From: Ben Goertzel (ben@goertzel.org)
Date: Wed May 09 2001 - 15:26:37 MDT


> Heh. Well, that's your decision. Just bear in mind that where an
> academic field has been corrupted by political influences, it's very easy
> for people who have been working there for "decades" to be totally,
> flagrantly, utterly wrong.

Regardless of political influences, it is possible for people who have been
working on something for decades to be totally, flagrantly, utterly wrong.
That is the nature of science and any other intellectual endeavor.

> I'd trust an amateur reader of "The Adapted
> Mind" over any academic trained in the "soft" social sciences when it
> comes to knowing, for example, "whether the brain has domain specificity
> or is a general learning machine", because it is known that the standard
> social sciences model is blatantly untrue, for political reasons, with
> respect to that particular question.

This strikes me as a rather absurd statement.
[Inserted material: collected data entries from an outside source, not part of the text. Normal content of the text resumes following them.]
PR #1483, opened 2023-02-04
Bump Tiptap, fix performance bug messing up comment rendering

mqp:
TipTap's `generateText`, `generateJSON`, and `generateHTML` helpers are written poorly and do the majority of their work just processing the extensions you hand them every time. Generating rich text from the comment to track `LikeButton` clicks was taking up the majority of rendering time when loading a popular contract page. It's not a good idea to call these.

I replaced `generateText` with an efficient version so this is no longer an issue. I had to bump TipTap to do this due to https://github.com/ueberdosis/tiptap/issues/3435.


mqp:
FYI @sipec

PR #1484, opened 2023-02-04
Clean up small issues with the contract list

mqp:
Pretty self-explanatory.


web/components/contract/contracts-list.tsx
```diff
@@ -64,9 +65,9 @@ function DesktopPopover(props: { contract: Contract }) {
         />
       }
     >
-      <span tabIndex={0}>
```
mqp, line 67: @akrolsmir I am not sure how this `tabIndex={0}` got here, but it was breaking "tab through the search results".

PR #1488, opened 2023-02-04
Use `floating-ui` for contract list popup

mqp:
The main motivation behind this was because I want the `ContractCard` to only render conditionally on hover (it's quite heavy, e.g. it subscribes to Firestore for the contract data) and I didn't see any reasonable way to use Tippy to do that.

As far as I can tell `floating-ui` is a better library and there's no reason for us to write code against Tippy.


mqp:
FYI @akrolsmir (I put back the quick betting because now we don't render all the cards unconditionally.)

PR #1489, opened 2023-02-04
Make mobile like list work again

mqp:
I didn't know this existed, so it didn't work after I made my changes in #1485. Now it works.


sipec:
@mqp on desktop:

image
image

otoh its aligned on other markets

PR #1496, opened 2023-02-08
Fix up recommended contracts efficiency further

mqp:
It sucks if this is slow so let's make it reasonable. Now it doesn't fetch all the contracts for the "default user" unless you actually don't have enough for yourself.


mqp:
FYI @jahooma.

PR #1505, opened 2023-02-10
added restricted groups

ingawei:
Added public/restricted groups:
image

all groups are public by default. Also set up some scaffolding for private groups.
People will now be able to add their own markets to public groups even if they're not members


backend/functions/src/add-contract-to-group.ts
```diff
@@ -90,3 +87,23 @@ export const addcontracttogroup = newEndpoint({}, async (req, auth) => {
 })
 
 const firestore = admin.firestore()
+
+export function canUserAddGroupToMarket(props: {
```
jahooma, line 91: Nice job extracting this function! I was just about to comment that you could do this.

common/src/group.ts
```diff
@@ -26,8 +26,10 @@ export type Group = {
   }
   pinnedItems: { itemId: string; type: 'post' | 'contract' }[]
   bannerUrl?: string
+  privacyStatus?: PrivacyStatusType
```
jahooma, line 29: It would actually be better to not have this as optional, and add a third option for 'public'.
- It's clearer and requires fewer cases in code
- You can do firestore queries for privacyStatus === 'public' (otherwise you literally can't query for it)

To make this work you'll need a script to update all existing groups to 'public'

web/components/groups/contract-groups-list.tsx
```diff
@@ -31,23 +31,29 @@ export function ContractGroupsList(props: {
...
+  const [adminGroups, setAdminGroups] = useState<Group[]>([])
+  const [publicGroups, setPublicGroups] = useState<Group[]>([])
+
+  useEffect(() => {
+    if (user) {
+      getGroupsWhereUserHasRole(user.id).then((g) =>
+        setAdminGroups(g.map((gp: { group_data: any }) => gp.group_data))
+      )
+    }
+    // eslint-disable-next-line react-hooks/exhaustive-deps
```
jahooma, line 43: I don't think you need this anymore? The eslint should be disabled. Also below.

web/lib/supabase/groups.ts
```diff
@@ -92,3 +92,32 @@ export async function getGroupsWhereUserIsMember(userId: string) {
...
+export async function getNonPublicGroupsWhereUserHasRole(userId: string) {
+  const groupThings = await run(
+    db
+      .from('group_role')
+      .select('group_data')
+      .eq('member_id', userId)
+      .or(
+        'group_data->>privacyStatus.eq.private,group_data->>privacyStatus.eq.restricted'
+      )
+      .or('role.eq.admin,role.eq.moderator')
```
jahooma, line 105: I could be wrong, but shouldn't these be `.and` queries?

web/components/new-contract-panel.tsx
```diff
@@ -220,13 +223,22 @@ export function NewContractPanel(props: {
...
+    getNonPublicGroupsWhereUserHasRole(creator.id)
+      .then((g) =>
+        setAdminGroups(g.map((gp: { group_data: any }) => gp.group_data))
+      )
+      .catch((e) => console.log(e))
   }, [creator.id])
 
+  useEffect(() => {
+    getPublicGroups()
+      .then((g) => setPublicGroups(g.map((gp: { data: any }) => gp.data)))
```
jahooma, line 238: If you do this transformation everywhere, shouldn't the `getPublicGroups` function do it for you?

jahooma: Same for `getNonPublicGroupsWhereUserHasRole`

jahooma (approved):
Nice change, Inga!

I have a few comments. The biggest one is that I think the group privacy status should not be optional and it should include 'public'.

mqp:
Sorry for the merge conflict churn on this. I changed very little, just moved the files around a little.

jahooma:
Also,  a "Curated" group is way better sounding than a "Restricted" group, and helps people understand the use-case.

web/lib/supabase/groups.ts
ingawei: no the whole thing is an or statement between the two conditions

I grew up around academics
trained in the social sciences and I can assure you that they hold a very
wide variety of views -- much wider, for example, than the set of views
represented on this e-mail list.

In fact this statement of your strikes me as a flagrantly wrong attitude
that is directly attributable to corruption by political influences ;>

I don't like Political Correctness any more than you, but nor do I like glib
stereotyping of social groups with which the stereotyper lacks detailed
experience.

Sorry if I'm being touchy -- my dad is a social scientist, and he actually
isn't the ONLY one out there who's not a complete idiot.... There is LOT
of idiocy in the social sciences, to be sure -- my dad recently wrote a
paper arguing that about 90% of statistical work ever done in sociology has
been useless. But there is also a lot of good work and solid thinking, by
people of both liberal and conservative persuasions.